The communication unit 110 is implemented by a network interface card (NIC) or the like and enables communication between an external device and the control unit 120 via an electrical communication line such as a local area network (LAN) or the Internet. For example, the communication unit 110 enables communication between an external device and the control unit 120.
The storage unit 130 is implemented by a semiconductor memory element such as a random access memory (RAM) or a flash memory, or a storage device such as a hard disk or an optical disc. Information stored in the storage unit 130 includes, for example, a character image, an image feature, data related to a machine learning algorithm, teacher data, a learned model, and the like. Note that the information stored in the storage unit 130 is not limited to the information described above.

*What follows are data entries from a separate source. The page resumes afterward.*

PR #3937, opened 2024-06-28
docs: Fix broken link in global-development.md example

dsmedia:
Update the broken link in the global-development.md file.


joelostblom (approved):
Thanks for updating the link!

The control unit 120 is implemented by using a central processing unit (CPU), a network processor (NP), a field programmable gate array (FPGA), or the like, and executes a processing program stored in a memory. As illustrated in FIG. 2, the control unit 120 includes an acquisition unit 121, a writing direction estimation unit 122, an image rotation unit 123, a number-of-characters estimation unit 124, a model learning unit (learning unit) 125, a character recognition unit 126, an encoder (feature extraction unit) 126a, and a decoder (character string estimation unit) 126b. Hereinafter, each unit included in the control unit 120 will be described.
Note that division of functional units in the configuration diagram is an example, and may be implemented by only some functional units, a plurality of functional units may be implemented as one functional unit, one functional unit may be divided into a plurality of functional units, or some functions may be moved to another functional unit. In addition, functions of a plurality of functional units having similar functions may be processed in parallel or in a time division manner by a single piece of hardware or software.
The acquisition unit 121 acquires a character image. The writing direction estimation unit 122 uses the character image acquired by the acquisition unit 121 as an input to a model (hereinafter, a writing direction estimation model) of estimating a writing direction, estimates the writing direction, and outputs an estimated writing direction.
For example, the writing direction estimation unit 122 may use a writing direction estimation model of determining, depending on an aspect ratio of the character image, horizontal writing if the character image is horizontally long and vertical writing if the character image is vertically long. In addition, for example, the writing direction estimation unit 122 may define a determination model of outputting the estimated writing direction using the character image or the image feature as an input by a machine learning model, perform learning in advance using teacher data, and then use the determination model as the writing direction estimation model.
Note that, as the writing direction handled by the information processing apparatus 100, in addition to vertical writing and horizontal writing, any direction may be used that covers inversion, rotation, and the like and represents how to read characters. For example, the information processing apparatus 100 may use all combinations of “vertical writing or horizontal writing, inverted or non-inverted, and rotated counterclockwise by 0 degrees or 90 degrees or 180 degrees or 270 degrees” as the writing direction.
The image rotation unit 123 uses the character image and the estimated writing direction as inputs, rotates the character image in a direction assumed by the character recognition unit 126, and outputs a rotated character image. For example, in the cases of horizontal writing and vertical writing, the image rotation unit 123 outputs, as the rotated character image, the character image as it is for horizontal writing, and an image obtained by rotating the character image counterclockwise by 90 degrees for vertical writing. Note that the image rotation unit 123 can be omitted in a case where it is assumed that the character recognition unit 126 receives as an input the character image that is not to be rotated.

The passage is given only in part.